=== Collected data entries ===
== == ==

PR #1616, opened 2023-06-27
Add new ECS flag to negate recent changes to function property

anhtruong-MSFT:
To prepare for future work that would fix dataflow issue with component funciton property. We need to use an ECS to control rollout and rollback of this fix.

### DIFF
--- a/src/libraries/Microsoft.PowerFx.Core/App/IExternalEnabledFeatures.cs
+++ b/src/libraries/Microsoft.PowerFx.Core/App/IExternalEnabledFeatures.cs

== == ==

=== WORK ITEM ===
Give back all the data exactly as it was written.

=== OUTPUT ===
PR #1616, opened 2023-06-27
Add new ECS flag to negate recent changes to function property

anhtruong-MSFT:
To prepare for future work that would fix dataflow issue with component funciton property. We need to use an ECS to control rollout and rollback of this fix.

### DIFF
--- a/src/libraries/Microsoft.PowerFx.Core/App/IExternalEnabledFeatures.cs
+++ b/src/libraries/Microsoft.PowerFx.Core/App/IExternalEnabledFeatures.cs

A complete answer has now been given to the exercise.